Kenia López Rabadán, Präsidentin des Vorstands der Abgeordnetenkammer, warnte vor einer Verletzung des Abkommens von März 2025 nach dem unregelmäßigen Eintritt einer Morena-nahen Influencerin in die Plenarsitzung. Der Vorfall führte zu einer Konfrontation mit dem PRI-Koordinator Rubén Moreira. López Rabadán betonte die Bedeutung, interne Regeln zu respektieren, um negative Botschaften zu vermeiden.
Der Vorfall ereignete sich, als Abgeordnete einer Morena-nahen Influencerin den Zutritt zur Plenarsitzung der Abgeordnetenkammer gestatteten, was zu einem Streit mit dem PRI-Koordinator Rubén Moreira führte. Kenia López Rabadán, Präsidentin des Vorstands, reagierte nach ihrer Rückkehr vom Umzug zum 115. Jahrestag der Mexikanischen Revolution, wo sie von dem Ereignis erfuhr.

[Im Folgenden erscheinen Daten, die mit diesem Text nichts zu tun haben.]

PR #318, opened 2023-11-06
update slasher poc

gpsanant:
Implement the slasher with 2 functions for the UI

### DIFF
--- a/src/contracts/core/Slasher.sol
+++ b/src/contracts/core/Slasher.sol
@@ -1,75 +1,18 @@
 // SPDX-License-Identifier: BUSL-1.1
 pragma solidity =0.8.12;
 
-import "../interfaces/ISlasher.sol";
-import "../interfaces/IDelegationManager.sol";
-import "../interfaces/IStrategyManager.sol";
-import "../libraries/StructuredLinkedList.sol";
-import "../permissions/Pausable.sol";
-import "@openzeppelin-upgrades/contracts/access/OwnableUpgradeable.sol";
-import "@openzeppelin-upgrades/contracts/proxy/utils/Initializable.sol";
+import "../libraries/EIP1271SignatureUtils.sol";
+import "./SlasherStorage.sol";
 
 /**
  * @title The primary 'slashing' contract for EigenLayer.
  * @author Layr Labs, Inc.
  * @notice Terms of Service: https://docs.eigenlayer.xyz/overview/terms-of-service
- * @notice This contract specifies details on slashing. The functionalities are:
- * - adding contracts who have permission to perform slashing,
- * - revoking permission for slashing from specified contracts,
- * - tracking historic stake updates to ensure that withdrawals can only be completed once no middlewares have slashing rights
- * over the funds being withdrawn
+ * @notice This contract allows AVSs and operators to emit events to be viewed by offchain services before slashing is enabled.
  */
-contract Slasher is Initializable, OwnableUpgradeable, ISlasher, Pausable {
-    using StructuredLinkedList for StructuredLinkedList.List;
+contract Slasher is SlasherStorage {
 
-    uint256 private constant HEAD = 0;
-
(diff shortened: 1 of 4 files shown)


src/contracts/core/Slasher.sol
```diff
@@ -83,534 +26,45 @@ contract Slasher is Initializable, OwnableUpgradeable, ISlasher, Pausable {
...
-    function whitelistedContractDetails(
-        address operator,
-        address serviceContract
-    ) external view returns (MiddlewareDetails memory) {
-        return _whitelistedContractDetails[operator][serviceContract];
+    function registerOperatorWithoutSlashingWithAVS(address operator, uint256 expiry, bytes memory signature) external {
+        require(expiry > block.timestamp, "Slasher.registerOperatorWithoutSlashingWithAVS: signature expired");
+        require(!registeredWithoutSlashing[msg.sender][operator], "Slasher.registerOperatorWithoutSlashingWithAVS: operator already registered without slashing");
+        // check operator signature
+        EIP1271SignatureUtils.checkSignature_EIP1271(operator, calculateRegistrationWithoutSlashingDigestHash(operator, msg.sender, nonces[msg.sender]++, expiry), signature);
```
ChaoticWalrus, line 38: I think it would make more sense to use a 'salt' here instead of an incrementing nonce

src/contracts/core/Slasher.sol
```diff
@@ -83,534 +26,45 @@ contract Slasher is Initializable, OwnableUpgradeable, ISlasher, Pausable {
...
+     * @param expiry The desired expiry time of the operator's signature
+     * @param signature The signature of the operator
      */
-    function whitelistedContractDetails(
-        address operator,
-        address serviceContract
-    ) external view returns (MiddlewareDetails memory) {
-        return _whitelistedContractDetails[operator][serviceContract];
+    function registerOperatorWithoutSlashingWithAVS(address operator, uint256 expiry, bytes memory signature) external {
+        require(expiry > block.timestamp, "Slasher.registerOperatorWithoutSlashingWithAVS: signature expired");
```
wadealexc, line 35: Would prefer `registerOperatorNoSlashing` and `deregisterOperatorNoSlashing`

wadealexc: Oh and `calculateRegistrationNoSlashingDigest`

gpsanant: got it

src/contracts/core/Slasher.sol
gpsanant: salts feel cleaner fs

src/contracts/core/Slasher.sol
gpsanant: what do you think the storage should be called?

wadealexc: `registeredNoSlashing`, I suppose?

ChaoticWalrus: what if we just call it `registered` (or similar) and slashing-related things will live in slashing-specific storage?
I realize this is kind of getting into the future state model of slashing, but am imagining something like:
```
mapping(operator => AVS => bool) registeredForAVS
mapping(operator => AVS => slashingInfo) slashingPermissions
```
and that we limit transitions in a way where, e.g. `slashingPermissions[operator][AVS]` can only transition to non-empty if `registeredForAVS[operator][AVS] == true`

or we can make a storage struct right now, and combine the mappings? something like:
```
mapping(operator => AVS => RegistrationInfo) registrationInfo
struct RegistrationInfo {
bool operatorIsRegistered
slashingInfo (unspecified)
}
```

src/contracts/core/Slasher.sol
ChaoticWalrus: > sure, what's your deciding criteria though?

my thought process is simply "do these things need to be in order? (if yes, then use a nonce), or will enforcing order lead to undesired race conditions? (if yes, then use a salt)"

PR #320, opened 2023-11-07
chore: add correct M2 Goerli deployment info

ChaoticWalrus:


wadealexc (changes requested):
LGTM pending README update :)

ChaoticWalrus:
> Could you update the addresses in the README?

Feels like maybe we shouldn't update those until we actually upgrade the contracts?
Right now we just have the implementation contracts deployed

wadealexc:
> > Could you update the addresses in the README?
> 
> Feels like maybe we shouldn't update those until we actually upgrade the contracts? Right now we just have the implementation contracts deployed

Oh! That's fair, nevermind then :)

wadealexc (approved):

PR #323, opened 2023-11-08
DO NOT MERGE - feat: BROKEN implementation of prioritizing paying down "share debt" …

ChaoticWalrus:
…with partial withdrawals

note that this change introduces a path by which a user can unfairly increase their beacon chain ETH shares:
- queue withdrawal (of "beacon chain ETH shares") in EigenLayer
- get slashed on beacon chain
- prove balance update (decrease) to EigenLayer, end up with negative beacon chain ETH shares
- prove some partial withdrawals (could be old or new), which would then "pay off" the negative beacon chain ETH share balance
- complete the withdrawal "as shares", getting credited with the full, original amount of "beacon chain ETH shares"

end result is that the user has more "beacon chain ETH shares" than the combined balances of their validators


wadealexc:
thanks for putting this together. im not sold on its inclusion in mainnet if only because i think what we currently have works well and i dont want the headache of figuring out this edge case :smile:

ChaoticWalrus:
Closing out this PR as it seems we're agreed that it's at least not worth investing in trying to make this work right now.
Might revisit the idea in the future; we'll see.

López Rabadán erklärte, dass diese Handlung das im März 2025 genehmigte Abkommen verletzt, das den Zutritt von Besuchern und Medienräume streng reguliert. „Wenn wir dort, wo wir Gesetze machen, nicht lernen, sie zu respektieren, senden wir eine negative Botschaft“, äußerte sie. Der Vorstand hat bereits den Namen des verantwortlichen Abgeordneten notiert und wird die parlamentarischen Gruppen auffordern, die Regeln einzuhalten.
Die PAN-Abgeordnete betonte, dass es sich nicht um einen isolierten Fall handelt, sondern um eine wiederholte Praxis in den letzten Tagen, die die Sicherheit der Plenarsitzung und die Arbeit der Presse gefährdet, die Regeln befolgen muss, die einige Abgeordnete missachten. Sie dankte den Medien, die dem Abkommen folgen, und erinnerte daran, dass jeder Abgeordnete für die Personen verantwortlich ist, die er einlässt. „Wir können die legislative Arbeit nicht durch die Anwesenheit von Personal schädigen, das nicht in der Plenarsitzung sein sollte“, bekräftigte sie.
In einem breiteren Kontext rief López Rabadán zur nationalen Einheit auf und wies polarisierende Narrative von „Guten und Bösen“ zurück. „Heute braucht Mexiko Einheit, keine Spaltung“, sagte sie. Bezüglich des Treffens von Präsidentin Claudia Sheinbaum mit Abgeordneten der Mehrheit erkannte sie das Recht der Präsidentin an, mit wem sie möchte zu treffen, schlug aber vor, dass es dem Land nutzen würde, alle politischen Kräfte zu hören.